HIAS' Mark Hetfield: US Falling Short on Migrants
To the Editor:
In “Obama Is Pressed to Speed Effort to Add Migrants” (front page, May 31), the White House press secretary, Josh Earnest, says, “When you step back and look at the longer-term picture in terms of the United States’ record on the U.N. refugee program, it’s hard for other countries to criticize.”
Indeed, over the last 40 years, the United States has admitted more than three million refugees, including 207,000 in 1980 alone, the year the Refugee Act of 1980 was passed in response to the Indochinese, Cuban and Soviet Jewish refugee crises.
During the Obama administration, however, the United States Refugee Admissions Program has strangled itself with red tape and bureaucratic checks that can take years to navigate, with thousands getting stuck without resolution because refugees are given no information as to why their cases are being delayed or denied.
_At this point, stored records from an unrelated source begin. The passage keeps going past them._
PR #3626, opened 2016-10-31
PR: Added management for delete operation of a project

### LINKED ISSUE #3618: Removing a project deletes also the files on the disk
When removing a Spyder project within the project explorer, not only is the project deleted but also all files contained in the HDD without any warning about that. This is surely not the behavior one expects, as in Spyder 2 the deletion of files had to be explicitly selected. Other project/versioning software usually also has the Spyder 2 behavior regarding project deletion.

1. Create a project, either new or from an existing directory
2. Delete the project

The **Project** created by Spyder should be removed. But not all the other files contained in the project-directory.

I understand that this case may be wanted sometimes. But it surely should not be the default behavior. What would otherwise be the proper way to just delete a project (NOT the files)?
My proposal would be to either:
- change the behavior of the deletion function to only delete the Spyder-project or
- **explicitly** state that this will also delete ALL the files **from the disk**

- Spyder Version: 3.0.1
- Python Version: 2.7
- Operating system: Ubuntu 16.04 64x
## Dependencies

I think deps don't matter here

Best,
Mayou

dalthviz:
Fixes #3618

### DIFF
--- a/spyder/plugins/explorer.py
+++ b/spyder/plugins/explorer.py
@@ -98,7 +98,7 @@ class Explorer(ExplorerWidget, SpyderPluginMixin):
     def closing_plugin(self, cancelable=False):
         """Perform actions before parent main window is closed"""
         return True
-   
+
     #------ Public API ---------------------------------------------------------
     def chdir(self, directory):
         """Set working directory"""
--- a/spyder/plugins/explorer.py
+++ b/spyder/plugins/explorer.py
@@ -98,7 +98,7 @@ class Explorer(ExplorerWidget, SpyderPluginMixin):
     def closing_plugin(self, cancelable=False):
         """Perform actions before parent main window is closed"""
         return True
-
+   
     #------ Public API ---------------------------------------------------------
     def chdir(self, directory):
         """Set working directory"""
--- a/spyder/plugins/projects.py
+++ b/spyder/plugins/projects.py
@@ -13,7 +13,7 @@ updating the file tree explorer associated with a project
 
 # Standard library imports
 import os.path as osp
-
+import shutil
 # Third party imports
 from qtpy.compat import getexistingdirectory
 from qtpy.QtCore import Signal, Slot
@@ -22,7 +22,7 @@ from qtpy.QtWidgets import QMenu, QMessageBox
 # Local imports
 from spyder.config.base import _, get_home_dir
 from spyder.plugins import SpyderPluginMixin
-from spyder.py3compat import is_text_string, getcwd
+from spyder.py3compat import is_text_string, getcwd, to_text_string
 from spyder.utils import icon_manager as ima
 from spyder.utils.qthelpers import add_actions, create_action
 from spyder.widgets.projects.explorer import ProjectExplorerWidget
@@ -93,6 +93,9 @@ class Projects(ProjectExplorerWidget, SpyderPluginMixin):
         self.close_project_action = create_action(self,
                                     _("Close Project"),
                                     triggered=self.close_project)
+        self.delete_project_action = create_action(self,
+                                    _("Delete Project"),
+                                    triggered=self.delete_project)
         self.clear_recent_projects_action =\
             create_action(self, _("Clear this list"),
                           triggered=self.clear_recent_projects)
@@ -106,6 +109,7 @@ class Projects(ProjectExplorerWidget, SpyderPluginMixin):
                                             None,
                                             self.open_project_action,
                                             self.close_project_action,
+                                            self.delete_project_action,
                                             None,
                                             self.recent_project_menu,
                                             explorer_action]
@@ -190,6 +194,7 @@ class Projects(ProjectExplorerWidget, SpyderPluginMixin):
 
         active = bool(self.get_active_project_path())
         self.close_project_action.setEnabled(active)
+        self.delete_project_action.setEnabled(active)
         self.edit_project_preferences_action.setEnabled(active)
 
     def edit_project_preferences(self):
@@ -277,6 +282,31 @@ class Projects(ProjectExplorerWidget, SpyderPluginMixin):
             self.clear()
             self.restart_consoles()
 
+    def delete_project(self):
+        """
+        Delete current project without deleting the files in the directory
+        """
+        if self.current_active_project:
+            path = self.current_active_project.root_path
+            buttons = QMessageBox.Yes|QMessageBox.No
+            answer = QMessageBox.warning(self, _("Delete"),
+                                 _("Do you really want "
+                                   "to delete <b>%s</b>?<br><br>"
+                                   "<b>Note:</b> This action will only delete "
+                                   "the project. The files are going to be "
+                                   "preserved on disk."
+                                   ) % osp.basename(path), buttons)
+            if answer == QMessageBox.Yes:
+                try:
+                    self.close_project()
+                    shutil.rmtree(osp.join(path,'.spyproject'))
+                except EnvironmentError as error:
+                    action_str = _('delete_project')
+                    QMessageBox.critical(self, _("Project Explorer"),
+                                    _("<b>Unable to %s <i>%s</i></b>"
+                                      "<br><br>Error message:<br>%s" )
+                                    % (action_str, path, to_text_string(error)))
+            
     def clear_recent_projects(self):
         """Clear the list of recent projects"""
         self.recent_projects = []
--- a/spyder/plugins/projects.py
+++ b/spyder/plugins/projects.py
@@ -71,8 +71,6 @@ class Projects(ProjectExplorerWidget, SpyderPluginMixin):
         self.initialize_plugin()
         self.setup_project(self.get_active_project_path())
         
-        #self.treewidget.delete_project.connect(self.delete_project)
-
     #------ SpyderPluginWidget API ---------------------------------------------
     def get_plugin_title(self):
         """Return widget title"""
@@ -285,30 +283,6 @@ class Projects(ProjectExplorerWidget, SpyderPluginMixin):
             self.clear()
             self.restart_consoles()
     
-    """
-    def delete_project(self):
-        Delete current project without deleting the files in the directory.
-        if self.current_active_project:
-            path = self.current_active_project.root_path
-            buttons = QMessageBox.Yes|QMessageBox.No
-            answer = QMessageBox.warning(self, _("Delete"),
-                                 _("Do you really want "
-                                   "to delete <b>{filename}</b>?<br><br>"
-                                   "<b>Note:</b> This action will only delete "
-                                   "the project. Its files are going to be "
-                                   "preserved on disk."
-                                   ).format(filename=osp.basename(path)),
-                                   buttons)
-            if answer == QMessageBox.Yes:
-                try:
-                    self.close_project()
-                    shutil.rmtree(osp.join(path,'.spyproject'))
-                except EnvironmentError as error:
-                    QMessageBox.critical(self, _("Project Explorer"),
-                                    _("<b>Unable to delete <i>{varpath}</i></b>"
-                                      "<br><br>The error message was:<br>{error}" )
-                                    .format(varpath=path,error=to_text_string(error)))"""
-                                    
     def clear_recent_projects(self):
         """Clear the list of recent projects"""
         self.recent_projects = []
--- a/spyder/plugins/projects.py
+++ b/spyder/plugins/projects.py
@@ -70,6 +70,8 @@ class Projects(ProjectExplorerWidget, SpyderPluginMixin):
         # Initialize plugin
         self.initialize_plugin()
         self.setup_project(self.get_active_project_path())
+        
+        self.treewidget.delete_project.connect(self.delete_project)
 
     #------ SpyderPluginWidget API ---------------------------------------------
     def get_plugin_title(self):
@@ -292,7 +294,7 @@ class Projects(ProjectExplorerWidget, SpyderPluginMixin):
                                  _("Do you really want "
                                    "to delete <b>{filename}</b>?<br><br>"
                                    "<b>Note:</b> This action will only delete "
-                                   "the project. The files are going to be "
+                                   "the project. Its files are going to be "
                                    "preserved on disk."
                                    ).format(filename=osp.basename(path)),
                                    buttons)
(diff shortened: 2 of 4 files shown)


spyder/plugins/projects.py
```diff
@@ -13,7 +13,7 @@
 
 # Standard library imports
 import os.path as osp
-
+import shutil
```
goanpeca: Add a space here @dalthviz :-)

spyder/plugins/projects.py
```diff
@@ -277,6 +282,31 @@ def close_project(self):
             self.clear()
             self.restart_consoles()
 
+    def delete_project(self):
+        """
+        Delete current project without deleting the files in the directory
```
goanpeca: A single line and a dot at the end please :-)

`"""Delete current project without deleting the files in the directory."""`

spyder/plugins/projects.py
```diff
@@ -277,6 +282,31 @@ def close_project(self):
...
+        if self.current_active_project:
+            path = self.current_active_project.root_path
+            buttons = QMessageBox.Yes|QMessageBox.No
+            answer = QMessageBox.warning(self, _("Delete"),
+                                 _("Do you really want "
+                                   "to delete <b>%s</b>?<br><br>"
+                                   "<b>Note:</b> This action will only delete "
+                                   "the project. The files are going to be "
+                                   "preserved on disk."
+                                   ) % osp.basename(path), buttons)
```
goanpeca: In general is nicer to use [format](https://docs.python.org/3.5/library/string.html#format-examples)

spyder/plugins/projects.py
```diff
@@ -277,6 +282,31 @@ def close_project(self):
...
+                try:
+                    self.close_project()
+                    shutil.rmtree(osp.join(path,'.spyproject'))
+                except EnvironmentError as error:
+                    action_str = _('delete_project')
+                    QMessageBox.critical(self, _("Project Explorer"),
+                                    _("<b>Unable to %s <i>%s</i></b>"
+                                      "<br><br>Error message:<br>%s" )
+                                    % (action_str, path, to_text_string(error)))
+
```
goanpeca: Same here

spyder/widgets/explorer.py
```diff
@@ -532,7 +532,22 @@ def delete_file(self, fname, multiple, yes_to_all):
                               "<br><br>Error message:<br>%s"
                               ) % (action_str, fname, to_text_string(error)))
         return False
-
+    
+    def delete_project(self, pname):
+        """Deletes the .spyproject diretory"""
```
goanpeca: typo, diretory -> directory

dot at the end. and imperative mood ;-)

`"""Delete the .spyproject directory."""`

spyder/widgets/explorer.py
```diff
@@ -532,7 +532,22 @@ def delete_file(self, fname, multiple, yes_to_all):
...
+    def delete_project(self, pname):
+        """Deletes the .spyproject diretory"""
+        buttons = QMessageBox.Yes|QMessageBox.No
+        answer = QMessageBox.warning(self, _("Delete"),
+                                 _("Do you really want "
+                                   "to delete <b>%s</b>?<br><br>"
+                                   "<b>Note:</b> This action will only delete "
+                                   "the project. The files are going to be "
+                                   "preserved on disk."
+                                   ) % osp.basename(pname), buttons)
```
goanpeca: format is nicer :-p

spyder/widgets/explorer.py
```diff
@@ -532,7 +532,22 @@ def delete_file(self, fname, multiple, yes_to_all):
...
+        if answer == QMessageBox.Yes:
+            self.parent_widget.delete_project()
+            return True
+        return False
```
goanpeca: In general I (probably is a personal opinion?) do not like the idea of having multiple exit points on a method (several returns...)

In this case they are so close to each other that it does not really matter but I believe having something like

is more clear
```python
result = False
if answer == QMessageBox.Yes:
    self.parent_widget.delete_project()
    result = True

return result
```

Or even

```python
result = answer == QMessageBox.Yes
if result:
    self.parent_widget.delete_project()
return result
```

spyder/widgets/explorer.py
```diff
@@ -541,11 +556,14 @@ def delete(self, fnames=None):
...
-                # Canceled
-                return
-
+            if osp.isdir(fname) and osp.exists(osp.join(fname,'.spyproject')):
+                self.delete_project(fname)
+            else:    
+                yes_to_all = self.delete_file(fname, multiple, yes_to_all)
+                if yes_to_all is not None and not yes_to_all:
+                    # Canceled
+                    return
```
goanpeca: Better to `break` the loop?

spyder/plugins/projects.py
```diff
@@ -277,6 +283,31 @@ def close_project(self):
...
+                try:
+                    self.close_project()
+                    shutil.rmtree(osp.join(path,'.spyproject'))
+                except EnvironmentError as error:
+                    action_str = _('delete_project')
+                    QMessageBox.critical(self, _("Project Explorer"),
+                                    _("<b>Unable to {action} <i>{varpath}</i></b>"
+                                      "<br><br>Error message:<br>{text}" )
+                                    .format(action = action_str, varpath=path, 
+                                    text=to_text_string(error)))
```
ccordoba12: Please change these lines to

```python
_("<b>Unable to delete the project <i>{path}</i></b>"
  "<br><br>The error message was:<br>{error}" )
  .format(path=path, error=to_text_string(error)))
```

spyder/widgets/explorer.py
```diff
@@ -541,11 +545,14 @@ def delete(self, fnames=None):
...
-                return
-
+            if osp.isdir(fname) and osp.exists(osp.join(fname,'.spyproject')):
+                self.delete_project(fname)
+            else:    
+                yes_to_all = self.delete_file(fname, multiple, yes_to_all)
+                if yes_to_all is not None and not yes_to_all:
+                    # Canceled
+                    break
+
```
ccordoba12: These changes must not be here. They need to be placed in `widgets/projects/explorer.py` because this is a functionality that belongs only to projects and not to the file explorer.

In that file you need to define a new `delete` method in `ExplorerTreeWidget`, which will override the `delete` method of `FilteredDirView` (of which `ExplorerTreeWidget` is a subclass of).

Besides, the logic you defined can be improved a bit to make it easier to follow. You could write something like:

```python
if fname == self.root_path:
    self.delete_project(fname)
elif '.spyproject' in fname:
    self.delete_project(fname)
else:
   ...
```

The first condition applies when users try to delete the first entry in the explorer (which corresponds to the project's root directory), and the second one to the `.spyproject` dir (which is only visible on Windows, as we discussed yesterday :-).

ccordoba12: Sorry, since `delete_project` in `plugins/projects.py` doesn't receive any arguments, the logic is

```python
if fname == self.root_path:
    self.delete_project.emit()
elif '.spyproject' in fname:
    self.delete_project.emit()
else:
   ...
```

```python
delete_project = Signal()
```

spyder/widgets/explorer.py
```diff
@@ -12,6 +12,7 @@
 # pylint: disable=R0201
 
 # Standard library imports
+from __future__ import print_function
```
ccordoba12: I'm sure this is not needed :-)

spyder/widgets/explorer.py
```diff
@@ -532,7 +535,7 @@ def delete_file(self, fname, multiple, yes_to_all):
                               "<br><br>Error message:<br>%s"
                               ) % (action_str, fname, to_text_string(error)))
         return False
-
+
```
ccordoba12: Remove blank

spyder/widgets/explorer.py
```diff
@@ -541,11 +544,20 @@ def delete(self, fnames=None):
...
         yes_to_all = None
         for fname in fnames:
-            yes_to_all = self.delete_file(fname, multiple, yes_to_all)
-            if yes_to_all is not None and not yes_to_all:
-                # Canceled
-                return
-
+            spyproject_path = osp.join(fname,'.spyproject')
+            if osp.isdir(fname) and osp.exists(spyproject_path):
+                QMessageBox.information(self, _('Archive Explorer'),
```
ccordoba12: Please change `Archive Explorer` to `File Explorer`

spyder/widgets/projects/explorer.py
```diff
@@ -30,6 +30,8 @@
 
 class ExplorerTreeWidget(FilteredDirView):
     """Explorer tree widget"""
+    
+    delete_project = Signal()
```
ccordoba12: I forgot to tell you that we decided to add the `sig_` prefix for new signals, so this one should be `sig_delete_project` :-)

spyder/widgets/projects/explorer.py
```diff
@@ -149,12 +151,29 @@ def dropEvent(self, event):
                                        "<br><br>Error message:<br>%s"
                                        ) % (action_str, src,
                                             to_text_string(error)))
+   
+    @Slot()
```
ccordoba12: This doesn't need to be here because this method is not a slot :-)

spyder/widgets/projects/explorer.py
```diff
@@ -149,12 +151,29 @@ def dropEvent(self, event):
...
+                if yes_to_all is not None and not yes_to_all:
+                    # Canceled
+                    break
 
 
 class ProjectExplorerWidget(QWidget):
     """Project Explorer"""
     sig_option_changed = Signal(str, object)
     sig_open_file = Signal(str)
+    sig_delete_project = Signal()
```
ccordoba12: This is not needed because it's defined in `plugins/projects.py`

spyder/widgets/projects/explorer.py
```diff
@@ -211,11 +230,16 @@ def setup_project(self, directory):
         self.emptywidget.hide()
         self.treewidget.show()
         self.layout().addWidget(self.treewidget)
-
+
```
ccordoba12: Remove blank

spyder/widgets/projects/explorer.py
goanpeca: But should not this be a standalone widget? shoul the treeview connect to this signal?

ccordoba12: Mmmh, you're right. @dalthviz, please move the `delete_project` method from `plugins/projects.py` to this widget :-)

ccordoba12: But even after doing that, this signal is not necessary.

spyder/widgets/projects/explorer.py
```diff
@@ -211,11 +230,16 @@ def setup_project(self, directory):
...
         self.set_project_dir(directory)
-
-
+     
+        # Signal to delete the project
+        self.treewidget.delete_project.connect(self.delete_project)
+    
+    def delete_project(self):
+        self.sig_delete_project.emit()
+
```
ccordoba12: And this needs to be replaced by `delete_project` of `plugins/projects.py`

ccordoba12:
@dalthviz, great job so far!! We left some final comments, but almost all are about form and not substance (which you handled very well :-).

Keep up the good work!

spyder/widgets/explorer.py
```diff
@@ -541,11 +544,20 @@ def delete(self, fnames=None):
...
+                                        _("The current directory contains a "
+                                        "project.<br><br>If you want to delete"
+                                        " the project, please go to "
+                                        "<b>Projects</b> &raquo; <b>Delete "
+                                        "Project</b>"))
+            else:    
+                yes_to_all = self.delete_file(fname, multiple, yes_to_all)
+                if yes_to_all is not None and not yes_to_all:
+                    # Canceled
+                    break
```
dalthviz: This change was part of one of the comments of the first review that Gonzalo made.

ccordoba12: Ok, no prob then :-)

spyder/plugins/explorer.py
```diff
@@ -98,7 +98,7 @@ def refresh_plugin(self, new_path=None, force_current=True):
     def closing_plugin(self, cancelable=False):
         """Perform actions before parent main window is closed"""
         return True
-
+
```
ccordoba12: Don't forget this one :-)

spyder/plugins/projects.py
```diff
@@ -69,6 +70,8 @@ def __init__(self, parent=None):
         # Initialize plugin
         self.initialize_plugin()
         self.setup_project(self.get_active_project_path())
+        
+        #self.treewidget.delete_project.connect(self.delete_project)
```
ccordoba12: Remove this comment

spyder/widgets/explorer.py
ccordoba12: Don't forget

spyder/widgets/projects/explorer.py
ccordoba12: This is not needed, please remove it

spyder/widgets/projects/explorer.py
ccordoba12: Don't forget :-)

spyder/widgets/explorer.py
```diff
@@ -1046,7 +1066,7 @@ def chdir(self, directory=None, browsing_history=False):
                                  _("You don't have the right permissions to "
                                    "open this directory"))
 
-
+
```
dalthviz: But this was to separete the class definition with two blank lines, no?

spyder/plugins/projects.py
```diff
@@ -276,7 +282,7 @@ def close_project(self):
             self.dockwidget.close()
             self.clear()
             self.restart_consoles()
-
+
```
ccordoba12: Blank

spyder/plugins/projects.py
```diff
@@ -69,7 +70,7 @@ def __init__(self, parent=None):
         # Initialize plugin
         self.initialize_plugin()
         self.setup_project(self.get_active_project_path())
-
+
```
ccordoba12: Blank

spyder/plugins/projects.py
```diff
@@ -22,7 +23,7 @@
 # Local imports
 from spyder.config.base import _, get_home_dir
 from spyder.plugins import SpyderPluginMixin
-from spyder.py3compat import is_text_string, getcwd
+from spyder.py3compat import is_text_string, getcwd, to_text_string
```
ccordoba12: This import (to_text_string) is not needed in this file anymore :-)

ccordoba12:
Great stuff!! I like the result a lot :-)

They cannot overcome information that is not shared with them.
Is the only way we can be safe by being slow? Why were we so much swifter to accept refugees fleeing Communism than those now fleeing Islamic extremism and a brutal dictator?
Donald Trump’s wall has already been built, and it is made of paper and red tape. We need to totally redesign the Refugee Admissions Program to better show the rest of the world how to welcome those who flee persecution.
MARK HETFIELD
Silver Spring, Md.
The writer is president and chief executive of HIAS, a global Jewish refugee aid group.